Gold
The Japanese yen, Swiss franc, gold and particularly silver are stronger this morning as risk aversion has returned as seen in lower European equity markets. The dollar has recovered from earlier weakness and the euro has fallen to 1.284 USD and €976/oz. Oil back above $77 a barrel and rising commodity prices is likely also supporting gold and silver.
Gold is currently trading at $1,253.10/oz, €975.55/oz, £812.96/oz.
Inflation pressures in the UK continue as seen in this morning’s UK inflation figures again exceeding the government’s 3 percent limit for a sixth month in August. Higher costs of items from air fares to food stoked price pressures in the economy. This saw sterling fall and gold has risen to £814.20/oz.
The ECB bought some €237 million of European sovereign debt last week and this along with the continuing dependency of some European banks on continued ECB funding clearly shows that the debt crisis is not over yet. Indeed, we could soon see a second more serious phase of the sovereign debt crisis. This should lead to continuing safe haven demand in Germany and other European countries affected by the crisis.
Silver
Silver closed over the important $20/oz level yesterday, up 19 cents to close at $20.11/oz which is its highest close since March 2008. It is trading even more robustly than gold with sell offs increasingly shallow and indeed it has been leading gold in the recent move up. It has even managed to close higher when gold has been lower on certain days which is very unusual and may be an indication that silver’s historical underperformance of gold may be changing leading to silver outperforming gold in the coming months.

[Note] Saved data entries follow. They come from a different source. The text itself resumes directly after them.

PR #84, opened 2019-06-05
Clarify that path htaccess rules should be put at begining of htaccess

a-bougouin:
### Purpose/goal of PR
Make doc more precise

### Comments
Since it is important that path htaccess rules are on top of htaccess to prevent interfering with `-d` and `-f` checks, I added it in documentation.

### DIFF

Silver is currently trading at $20.25/oz, €15.77/oz and £13.14/oz.
Silver in USD – 5 Year (Daily). Click on image to view full size
Technically silver looks very well and may challenge the 2008 record daily close of $20.81/oz. Above this level silver would be in territory not seen since the late 1970’s and it is possible that silver could rise as high as $25/oz in the coming months. Conversely, a failure to reach new record highs would see a new period of correction and consolidation which could see silver fall back to support at $18/oz.

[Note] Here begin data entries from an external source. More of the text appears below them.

PR #88, opened 2019-06-14
Support lang param name feature

torkelbe:
Add support for `lang_param_name` feature.

The setting defaults to `wovn`, and it is declared in snippet settings always. (That is also why so many testing files had to change in this PR.)

Explanation from README:
> #### `lang_param_name`
> This parameter is only valid for when `url_pattern_name = query`.
> 
> It allows you to set the query parameter name for declaring the language of the page.
> The default value for this setting is `lang_param_name = wovn`, such that a page URL
> in translated language English has the form


src/wovnio/wovnphp/Store.php
```diff
@@ -125,7 +126,11 @@ public function updateSettings($vals)
 
         // getting the url pattern
         if (isset($vals['url_pattern_name']) && $vals['url_pattern_name'] === 'query') {
-            $vals['url_pattern_reg'] = '((\?.*&)|\?)wovn=(?P<lang>[^&]+)(&|$)';
+            if (isset($vals['lang_param_name'])) {
```
bstewart00: internally, can we make it so lang_param_name is always set to `wovn` by default? That just gets overridden if the user sets it? So we could remove this else branch.

torkelbe: Ugh, I agree this branch is ugly. The predicament comes from how the default values are set somewhere else and not accessed in this function, but we kind of need it for creating `url_pattern_reg`. The default value for the setting always set to `wovn`, but it is only merged after this function has returned.

I will not be doing any settings management refactoring here, but I can try to make branch a bit cleaner.

torkelbe: I effectively just moved the branch, and I think it got better. It still is ugly, but I want to work within the frame in which all the other settings are managed.

src/wovnio/wovnphp/Store.php
```diff
@@ -125,7 +126,13 @@ public function updateSettings($vals)
...
+                $lang_param_name = $vals['lang_param_name'];
+            } else {
+                $defaultSettings = $this->defaultSettings();
```
a-bougouin: `$this->defaultSettings()` are already loaded down in `updateSettings` so you should instanciate `$defaultSettings` at top scope for single call.

torkelbe: done

I was hesitant to initialize `$defaultSettings` at the top of the function because accessing it feels like a hack with the way settings are handled in Store.php at the moment. But you're right, it's just more dumb to initialize it twice. =/

a-bougouin: It does feel like a hack, yes.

Silver in USD – 5 Year (Daily). Click on image to view full size
It is worthwhile looking at silver’s quarterly chart which takes out the volatility and speculative froth from the price. It shows that the record quarterly close for silver was on the last day of 1979 (31/12/79) at $32.20/oz. Given the even stronger fundamentals today and the fact that a huge amount of silver has been used in a variety of industrial applications in the last 30 years, many analysts expect silver to replicate gold and reach record highs in the coming years. This is especially the case because while silver was demonetised in the 20th Century and became seen more as an industrial metal, more recently investors and savers are looking to silver as a safe haven asset and a store of value (see http://www.goldcore.com/us/research/silver-set-to-soar-as-it-did-in-the-1970s/). This trend looks set to continue with value buyers switching from gold to "poor man’s gold" which remains cheap on a comparative basis to gold and other asset classes.
Platinum Group Metals
Platinum is trading at $1,565.10/oz, palladium is at $538/oz and rhodium is at $2,050/oz.